## Dataset content
PR #2789, opened 2019-06-25
Use linear and radial gradients to try to indicate there is scrollable...

### LINKED ISSUE #2774: Invisible scrollbars causing usability issues
Some things just need to scroll, like a complex dialog in a very small window. 

If a user has their scrollbars set to show only when scrolling... they don't see any affordance for scrolling in the dialog and don't realize there are more options available. 

Is there a way to force the display of scrollbars inside dialogs? Found this but it doesn't seem robust:
https://developer.mozilla.org/en-US/docs/Web/CSS/::-webkit-scrollbar

jkeck:
...content in dialogs

Closes #2774

scrollShadows

Using the component in a plugin:

Screen Shot 2019-06-25 at 8 20 59 PM

### DIFF
--- a/__tests__/src/components/ScrollIndicatedDialogContent.test.js
+++ b/__tests__/src/components/ScrollIndicatedDialogContent.test.js
@@ -1,0 +1,37 @@
+import React from 'react';
+import { shallow } from 'enzyme';
+import DialogContent from '@material-ui/core/DialogContent';
+import { ScrollIndicatedDialogContent } from '../../../src/components/ScrollIndicatedDialogContent';
+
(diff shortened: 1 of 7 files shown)


jkeck:
@jvine this is a bit of a different approach taking advantage of the `background-attachment: local` property and linear + radial gradients, let me know what you think.

More details about approach: http://lea.verou.me/2012/04/background-attachment-local/

jkeck:
I believe the reduced coverage notice is bogus.  The only uncovered line it is reporting is because I removed a `className` from a button...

## Work task
Each line that includes the string "background" should be copied from the data.

## Your solution
@jvine this is a bit of a different approach taking advantage of the `background-attachment: local` property and linear + radial gradients, let me know what you think.
More details about approach: http://lea.verou.me/2012/04/background-attachment-local/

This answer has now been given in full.